LLMs generate output biased toward high-frequency patterns in training data. When a query falls in the long tail of the training distribution (rare, specialised, condition-specific knowledge), the model compensates by retreating to generality: listing all plausible causes rather than discriminating, restating data rather than analysing it, hedging so broadly that no actionable conclusion emerges. This is not a reasoning failure but a structural property of maximum-likelihood generation.

Kandpal et al. (2023) demonstrated that model accuracy correlates directly with how frequently relevant knowledge appeared during training.
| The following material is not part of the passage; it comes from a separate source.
PR #248, opened 2019-12-16
added method to evaluate arbitrary domain points and tell the learner

caenrigen:
## Description
Hello, guys! I am using a learner as an optimiser (let me know if you are interested for me to do a pull request with that as well).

Context Length Interaction

Slop probability increases with context utilisation. As sessions lengthen and context fills with accumulated tool results and history, the model's attention spreads across more tokens and each piece of evidence receives less weight. The "lost in the middle" effect (Liu et al., 2024) compounds this: information in the centre of long context receives less attention, and output gravitates toward generic patterns. Output quality degrades toward vacuity precisely when the situation is most complex and the operator's need for specific analysis is greatest.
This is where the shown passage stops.